First we prove the result when X is connected, i.e. when \mathcal{X} = \mathrm{Spa}(K,K^+) as above.  We claim that in fact T is a rational subset of X. When T is empty, this is true in many stupid ways, so we can assume T is nonempty. Since T is a qc open, we can find finitely many nonempty rational subsets \mathcal{W}_i = \mathrm{Spa}(K,K^{+}_{(i)}) \subset \mathcal{X} such that T = \cup_i |\mathcal{W}_i|.  But the \mathcal{W}_i‘s are totally ordered, since any finite set of open bounded valuation subrings of K is totally ordered by inclusion (in the opposite direction), so T = |\mathcal{W}| where \mathcal{W} is the largest \mathcal{W}_i.

Now we turn to the general case. For each point x \in \pi_0(X), we’ve proved that T \cap \gamma^{-1}(x) is a rational subset (possibly empty) of the fiber \gamma^{-1}(x).  Since \gamma^{-1}(x) = \lim_{\substack{\leftarrow}{V_x \subset \pi_0(X) \mathrm{qc\,open}, x\in V_x}} \gamma^{-1}(V_x) and each \gamma^{-1}(V_x) is the topological space of a rational subset \mathcal{U}_x of \mathcal{X}, it’s now easy to check* that for every x and for some small V_x as above, there is a rational subset \mathcal{T}_x \subset \mathcal{U}_x such that |\mathcal{T}_x| = U_x \cap T. Choose such a V_x for each point in \pi_0(X).  Since \pi_0(X) = \cup_x V_x, we can choose finitely many x‘s \{x_i\}_{i\in I} such that the V_{x_i}‘s give a covering of \pi_0(X).  Since each of these subsets is open-closed in \pi_0(X), we can refine this covering to a covering of \pi_0(X) by finitely many pairwise-disjoint open-closed subsets W_j, j \in J where W_j \subseteq V_{x_{i(j)}} for all j and for some (choice of) i(j) \in I. Then \gamma^{-1}(W_j) again comes from a rational subset \mathcal{S}_j of \mathcal{X}, so the intersection |\mathcal{T}_{x_{i(j)}}| \cap \gamma^{-1}(W_j) comes from the rational subset \mathcal{T}_j := \mathcal{T}_{x_{i(j)}} \times_{\mathcal{U}_{x_{i(j)}}} \mathcal{S}_j of X, and since |\mathcal{T}_j| = T \cap \gamma^{-1}(W_j) by design, we (finally) have that \mathcal{T} = \coprod_{j} \mathcal{T}_j \subset \coprod_{j} S_j = \mathcal{X} is affinoid perfectoid. Whew! \square

*Here we’re using the “standard” facts that if X_i is a cofiltered inverse system of affinoid perfectoid spaces with limit X, then |X| = \lim_{\leftarrow i} |X_i|, and any rational subset W \subset X is the preimage of some rational subset W_i \subset X_i, and moreover if we have two such pairs (i,W_i) and (j,W_j) with the W_{\bullet}‘s both pulling back to W then they pull back to the same rational subset of X_k for some large k \geq i,j.

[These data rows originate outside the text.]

PR #3409, opened 2023-08-21
Centers and the Prime Field, degree of C/R

tirix:
This moves the section about sub division rings from SO's mathbox to main.
Most of the new theorems were suggested by Gérard Lang.

The main results are:
- the smallest sub division ring of a division ring is a field, ~ primefld
- the degree of the field extension [ℂ:ℝ] = 2

### DIFF
--- a/changes-set.txt
+++ b/changes-set.txt
@@ -26,6 +26,21 @@ make a github issue.)
 
 DONE:
 Date      Old       New         Notes
+22-Aug-23 df-srdg   [same]      moved from SO's mathbox to main set.mm
+22-Aug-23 issrdg    [same]      moved from SO's mathbox to main set.mm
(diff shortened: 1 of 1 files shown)


jkingdon (approved):

avekens:
The theorems were in @sorear `s mathbox, but some of them were contributed by @digama0 . Since three people are/were woking on this topic, I would propose to move section "Subfields" to main then.

david-a-wheeler:
[avekens](https://github.com/avekens) makes a fair point - when this many people are collaborating on this material, that's a good indication that it should go into the main body.

tirix:
Indeed, and sub-division rings are important enough to deserve a section in main.
I've moved that section in my last commit, with theorems from all 3 contributors.

jkingdon (approved):
I'm going to go ahead and merge this since there seems to be a fair bit of agreement on this material including putting division rings in main.

PR #3411, opened 2023-08-21
factor out common steps in reean(v)

wlammen:
1. Clean up a single spot (reeanv) that was affected by #3399 and described there in a comment.
2. Delete an outdated OLD theorem.

### DIFF
--- a/discouraged
+++ b/discouraged
@@ -17902,7 +17902,6 @@ New usage of "swrdtrcfvOLD" is discouraged (2 uses).
 New usage of "swrdtrcfvlOLD" is discouraged (1 uses).
 New usage of "syl5imp" is discouraged (0 uses).
 New usage of "syl5impVD" is discouraged (0 uses).
-New usage of "symdif2OLD" is discouraged (0 uses).
 New usage of "symdifassOLD" is discouraged (0 uses).
 New usage of "tarski-bernays-ax2" is discouraged (0 uses).
 New usage of "tb-ax1" is discouraged (3 uses).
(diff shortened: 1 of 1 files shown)


set.mm
```diff
@@ -29664,6 +29664,19 @@ Such interpretation is rarely needed (see also ~ df-ral ).  (Contributed
     ( cv wcel wi wral pm2.04 ralimi2 impbii ) BEZDFZAGZBCHLCFZAGZBDHNPBCDOMAIJP
     NBDCMOAIJK $.
 
+  ${
+    $d y A $.  $d x B $.  $d x y $.
+    reeanlem.1 $e |- ( E. x E. y ( ( x e. A /\ ph ) /\ ( y e. B /\ ps ) )
+                    <-> ( E. x ( x e. A /\ ph ) /\ E. y ( y e. B /\ ps ) ) ) $.
+    $( Lemma factoring out common proof steps of ~ reeanv and ~ reean .
+       (Contributed by Wolf Lammen, 20-Aug-2023.) $)
```
tirix, line 29672: Maybe keep Norm's attribution and add your "proof modified by"?

tirix (approved):

set.mm
wlammen: I thought about this, because I am certainly not the 'inventor' of this code, but just extracted portions of an existing proof.  The original proof idea was designed by NM and AS, latest change dating back in 2011, but I don't know who did what, and cannot use git to find out.  So attributing NM alone could be unfair to AS.

This is a general problem in case you refactor a given proof base.  Adding all possible contributors could turn out to be a nightmare, if the base is was designed by, say 10 or more individuals.  Doing the detective work to identify each contribution is not in support of refactoring at all, and might severely hamper development.  So what shall we do?  I am curious to here opinions on this topic.

tirix: That's fine with me! It's not always easy to manage attributions.

avekens (approved):

PR #3414, opened 2023-08-22
Drop ax-10 and ax-11 from rmoanim

GinoGiotto:


avekens:
I would like to keep the old, much shorter proof in a rmoanimALT theorem. Then I would accept this PR.

icecream17 (approved):

avekens (approved):

PR #3415, opened 2023-08-22
Reduced axiom usage

GinoGiotto:
* Drop ax-10 and ax-13 from `sbco4lem`
* Drop ax-10 and ax-13 from `sbco4`
* Drop ax-13 from `sbbib`
* Drop ax-10 and ax-11 from `csbgfi`

Full axiom dependencies here: 1252b00


icecream17 (approved):
nfal alrimi --> hbal alrimih seems to be pretty common

I think https://github.com/metamath/set.mm/issues/2710 is potentially more useful/general, as it provides an easy way to find such sequences. Another example is replacing "bicomi exbii bitri" with "exbii bitr4i"

GinoGiotto:
> I think #2710 is potentially more useful/general, as it provides an easy way to find such sequences.

That list seems very interesting indeed, is it available a script to regenerate an updated one?

avekens (approved):
proofs become shorter or not much longer.

benjub:
Shouldn't some theorems be moved earlier to follow the rule that a theorem should be in the earliest possible $a-interval (except possibly for specific lemmas) ?

benjub (approved):

PR #3418, opened 2023-08-23
Moved theorems in ax-12 interval

GinoGiotto:
Some theorems that are currently in the ax-13 section use axioms up to ax-12, so I moved them in the ax-12 interval.


avekens:
To move these theorems into section ax-12 is a very good idea, but it should be discussed if they are placed at the right positions within this section.

GinoGiotto:
I was wondering that. My simplistic approach has been to place them in the earliest possible position to maximize the amount of following theorems they could be used for. But I noticed set.mm has some local naming patterns, so maybe there are some other criteria to consider.

icecream17 (commented):
not sure about drsb2 but all the other theorems seem to be in the right place, with sbf2 right after sbf and sbim right after sbi2

wlammen:
I think drsb2 is misplaced.  It belongs to the part starting with axc16g. I'd put drsb2 right after axc11rv.

icecream17 (approved):

avekens (approved):

PR #3425, opened 2023-08-24
+ fltnlta

icecream17:
expmord, rpexpmord is placed around ltexp2 (note how ltexp1d uses rpexpmord) however expmordi depends on reexpcld and expp1d which moves things around

fltnlta does not seem to make any progress towards flt, it is merely an intersting theorem

this proof requires ( C - B ) to be at least 1; my aforementioned "false proof of flt" was when I previously thought fltnlta could be generalized to the rationals

### DIFF
--- a/changes-set.txt
+++ b/changes-set.txt
@@ -55,6 +55,11 @@ Date      Old       New         Notes
 22-Aug-23 cntrss    [same]      moved from TA's mathbox to main set.mm
 22-Aug-23 iinssiun  [same]      moved from TA's mathbox to main set.mm
 22-Aug-23 iindif1   [same]      moved from TA's mathbox to main set.mm
+22-Aug-23 mvlladdd  [same]      moved from DAW's mathbox to main set.mm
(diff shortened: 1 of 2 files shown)


benjub:
As written earlier, the initial comment and the title of a PR should describe the changes made to the files.

avekens (approved):
OK, now I understand (after analysing the dependencies of the affected theorems): 
* you created some new theorems in your mathbox
* for the proofs of these theorems some theorems of other's mathboxes are required
* you moved the theorems of other's mathboxes to main, placed them in appropriate places
* the moved theorems require theorems which are placed after them now, so you had to move up some (actually many) theorems.

The result seems to be OK then.

jkingdon (approved):

jkingdon:
> fltnlta does not seem to make any progress towards flt, it is merely an intersting theorem

You should just prove Fermat's Last Theorem. Then `fltnlta` will be an easy consequence.

(Uh, that's a joke.  I mean, for now.)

Let T be a subset of a spectral space X; according to the incredible Lemma recorded in Tag 0A31 in the Stacks Project, the following are equivalent:

  • T is generalizing and pro-constructible;
  • T is generalizing and quasicompact;
  • T is an intersection of quasicompact open subsets of X.

Moreover, if T has one of these equivalent properties, T is spectral. (Johan tells me this lemma is “basically due to Gabber”.) Combining this result with the Theorem above, and using the fact that the category of affinoid perfectoid spaces has all small limits, we get the following disgustingly general statement.

Theorem. Let \mathcal{X} be a w-local affinoid perfectoid space. Then any generalizing quasicompact subset T \subset |\mathcal{X}| is affinoid perfectoid.

By an easy gluing argument, this implies even more generally (!) that if T \subset |\mathcal{X}| is a subset such that every point t\in T has a qc open neighborhood U_t in |\mathcal{X}| such that T \cap U_t is quasicompact and generalizing, then T is perfectoid (not necessarily affinoid perfectoid).  This condition* holds, for example, if T is locally closed and generalizing; in that situation, I’d managed to prove that T is perfectoid back in May (by a somewhat clumsy argument, cf. Section 2.7 of this thing if you’re curious) after Peter told me it was so.  But the argument here gives a lot more.

*Johan’s opinion of this condition: “I have no words for how nasty this is.”